-- WHAT NEEDS TO BE DONE --
Among the lines below, keep only those from the one containing "bpostlethwaite: yep, and" through the one containing "This will be", and reproduce them exactly.

-- PROVIDED MATERIAL --
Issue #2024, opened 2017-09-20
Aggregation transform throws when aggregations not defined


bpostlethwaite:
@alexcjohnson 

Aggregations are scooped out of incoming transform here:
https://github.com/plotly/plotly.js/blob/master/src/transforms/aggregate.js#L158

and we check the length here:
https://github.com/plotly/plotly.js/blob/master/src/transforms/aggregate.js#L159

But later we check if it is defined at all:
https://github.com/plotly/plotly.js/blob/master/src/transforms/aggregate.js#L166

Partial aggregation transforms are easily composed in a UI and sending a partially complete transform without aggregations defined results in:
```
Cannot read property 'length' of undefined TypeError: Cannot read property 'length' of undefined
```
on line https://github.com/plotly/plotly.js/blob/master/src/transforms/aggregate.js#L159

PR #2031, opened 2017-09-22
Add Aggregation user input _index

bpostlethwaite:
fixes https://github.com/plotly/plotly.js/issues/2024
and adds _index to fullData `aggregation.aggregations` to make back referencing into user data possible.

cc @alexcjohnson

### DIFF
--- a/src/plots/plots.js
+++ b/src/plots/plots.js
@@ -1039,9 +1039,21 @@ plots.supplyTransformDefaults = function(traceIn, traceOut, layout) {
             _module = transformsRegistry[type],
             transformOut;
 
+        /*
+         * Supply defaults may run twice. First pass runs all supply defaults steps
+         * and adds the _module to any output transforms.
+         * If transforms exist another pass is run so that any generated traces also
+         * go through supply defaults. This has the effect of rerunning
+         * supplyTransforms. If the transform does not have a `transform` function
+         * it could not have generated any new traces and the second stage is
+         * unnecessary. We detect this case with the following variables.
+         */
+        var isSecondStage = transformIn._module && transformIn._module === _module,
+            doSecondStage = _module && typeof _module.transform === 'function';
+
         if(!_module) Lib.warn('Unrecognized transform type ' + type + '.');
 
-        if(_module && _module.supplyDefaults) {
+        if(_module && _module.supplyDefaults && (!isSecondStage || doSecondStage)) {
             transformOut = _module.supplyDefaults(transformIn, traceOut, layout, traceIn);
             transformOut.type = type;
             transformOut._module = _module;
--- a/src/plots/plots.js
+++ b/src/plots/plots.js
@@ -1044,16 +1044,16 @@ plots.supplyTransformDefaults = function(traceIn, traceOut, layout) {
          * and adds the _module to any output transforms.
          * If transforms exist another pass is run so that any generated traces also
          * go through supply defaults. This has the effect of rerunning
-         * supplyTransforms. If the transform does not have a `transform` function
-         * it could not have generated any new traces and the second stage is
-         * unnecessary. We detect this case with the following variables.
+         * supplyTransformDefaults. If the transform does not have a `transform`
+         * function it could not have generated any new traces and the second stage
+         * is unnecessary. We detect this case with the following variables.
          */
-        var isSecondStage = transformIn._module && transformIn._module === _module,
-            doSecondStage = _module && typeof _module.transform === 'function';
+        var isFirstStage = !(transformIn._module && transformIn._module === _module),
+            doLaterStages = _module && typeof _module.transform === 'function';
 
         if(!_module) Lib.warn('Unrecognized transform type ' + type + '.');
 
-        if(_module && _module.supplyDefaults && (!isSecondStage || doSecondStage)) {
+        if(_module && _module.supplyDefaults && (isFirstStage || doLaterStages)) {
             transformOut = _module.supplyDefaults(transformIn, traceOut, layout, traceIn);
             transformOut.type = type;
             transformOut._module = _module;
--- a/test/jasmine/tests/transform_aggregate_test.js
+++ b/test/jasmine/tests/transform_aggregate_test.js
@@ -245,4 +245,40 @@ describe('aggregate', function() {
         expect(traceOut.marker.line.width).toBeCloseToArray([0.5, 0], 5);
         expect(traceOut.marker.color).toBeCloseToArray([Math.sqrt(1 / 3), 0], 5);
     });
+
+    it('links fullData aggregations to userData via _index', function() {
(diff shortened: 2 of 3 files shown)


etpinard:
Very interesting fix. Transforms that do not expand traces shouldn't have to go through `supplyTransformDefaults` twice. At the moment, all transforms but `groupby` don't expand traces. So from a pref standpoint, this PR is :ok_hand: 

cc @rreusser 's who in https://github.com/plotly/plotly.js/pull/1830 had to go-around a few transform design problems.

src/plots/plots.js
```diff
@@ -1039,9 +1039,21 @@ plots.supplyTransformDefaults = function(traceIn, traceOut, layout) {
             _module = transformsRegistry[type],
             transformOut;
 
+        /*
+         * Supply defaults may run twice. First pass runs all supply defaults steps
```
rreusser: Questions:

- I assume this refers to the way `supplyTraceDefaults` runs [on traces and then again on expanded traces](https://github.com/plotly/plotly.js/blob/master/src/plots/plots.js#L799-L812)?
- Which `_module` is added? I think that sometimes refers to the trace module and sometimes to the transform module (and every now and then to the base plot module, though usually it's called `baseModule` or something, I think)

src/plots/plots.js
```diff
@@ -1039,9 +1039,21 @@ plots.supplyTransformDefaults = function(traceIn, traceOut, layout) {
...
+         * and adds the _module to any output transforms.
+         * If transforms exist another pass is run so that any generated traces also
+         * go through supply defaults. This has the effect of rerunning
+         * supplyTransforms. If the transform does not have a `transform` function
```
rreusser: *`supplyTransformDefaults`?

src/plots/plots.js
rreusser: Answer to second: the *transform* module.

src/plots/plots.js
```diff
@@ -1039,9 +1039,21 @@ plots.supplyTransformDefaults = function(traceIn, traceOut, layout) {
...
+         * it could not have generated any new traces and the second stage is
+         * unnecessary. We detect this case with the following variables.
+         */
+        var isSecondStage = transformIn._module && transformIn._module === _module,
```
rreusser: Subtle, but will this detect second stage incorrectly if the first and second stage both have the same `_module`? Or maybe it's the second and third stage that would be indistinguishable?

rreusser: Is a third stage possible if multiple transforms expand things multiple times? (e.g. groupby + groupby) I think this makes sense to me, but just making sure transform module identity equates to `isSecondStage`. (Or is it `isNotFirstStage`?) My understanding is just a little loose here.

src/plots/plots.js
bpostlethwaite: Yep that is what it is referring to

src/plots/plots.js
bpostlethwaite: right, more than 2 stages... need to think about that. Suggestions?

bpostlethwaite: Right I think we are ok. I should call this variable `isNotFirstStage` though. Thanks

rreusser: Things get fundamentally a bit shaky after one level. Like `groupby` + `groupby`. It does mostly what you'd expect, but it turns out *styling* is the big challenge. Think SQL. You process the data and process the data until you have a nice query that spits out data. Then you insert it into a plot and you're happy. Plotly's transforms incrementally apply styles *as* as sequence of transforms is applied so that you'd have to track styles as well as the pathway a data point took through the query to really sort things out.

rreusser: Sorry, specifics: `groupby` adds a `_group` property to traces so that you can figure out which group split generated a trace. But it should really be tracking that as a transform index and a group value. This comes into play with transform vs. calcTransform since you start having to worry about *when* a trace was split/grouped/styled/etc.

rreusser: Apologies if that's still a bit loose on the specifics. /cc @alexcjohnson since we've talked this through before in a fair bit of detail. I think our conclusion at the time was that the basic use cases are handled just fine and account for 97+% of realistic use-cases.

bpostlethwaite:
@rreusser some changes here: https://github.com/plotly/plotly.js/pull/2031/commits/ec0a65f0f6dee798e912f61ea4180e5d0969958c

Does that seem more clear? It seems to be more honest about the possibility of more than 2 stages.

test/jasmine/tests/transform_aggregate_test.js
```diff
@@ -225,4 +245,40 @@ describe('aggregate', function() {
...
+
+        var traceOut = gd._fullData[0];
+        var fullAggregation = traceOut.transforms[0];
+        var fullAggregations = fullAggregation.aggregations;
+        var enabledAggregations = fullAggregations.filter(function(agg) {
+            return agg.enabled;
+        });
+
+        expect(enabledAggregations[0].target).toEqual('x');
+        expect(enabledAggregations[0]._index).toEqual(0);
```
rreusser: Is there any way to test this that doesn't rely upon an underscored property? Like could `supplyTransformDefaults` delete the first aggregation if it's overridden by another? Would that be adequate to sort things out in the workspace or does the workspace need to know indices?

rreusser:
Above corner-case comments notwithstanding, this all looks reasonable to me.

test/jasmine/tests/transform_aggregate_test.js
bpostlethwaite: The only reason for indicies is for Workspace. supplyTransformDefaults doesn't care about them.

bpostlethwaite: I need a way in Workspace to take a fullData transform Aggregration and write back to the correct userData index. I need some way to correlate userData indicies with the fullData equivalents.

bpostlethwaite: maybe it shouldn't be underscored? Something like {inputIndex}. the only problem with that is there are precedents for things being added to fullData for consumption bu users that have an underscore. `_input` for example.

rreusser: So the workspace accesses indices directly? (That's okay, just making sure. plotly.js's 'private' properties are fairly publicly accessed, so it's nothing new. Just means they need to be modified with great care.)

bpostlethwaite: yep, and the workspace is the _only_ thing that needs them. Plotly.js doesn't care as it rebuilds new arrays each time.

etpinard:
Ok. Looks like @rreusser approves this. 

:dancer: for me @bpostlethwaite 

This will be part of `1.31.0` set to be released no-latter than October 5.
==
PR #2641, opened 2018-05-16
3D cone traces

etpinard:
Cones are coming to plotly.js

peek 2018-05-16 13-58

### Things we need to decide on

-- EXERCISE SOLUTION --
bpostlethwaite: yep, and the workspace is the _only_ thing that needs them. Plotly.js doesn't care as it rebuilds new arrays each time.

etpinard:
Ok. Looks like @rreusser approves this. 

:dancer: for me @bpostlethwaite 

This will be part of `1.31.0` set to be released no-latter than October 5.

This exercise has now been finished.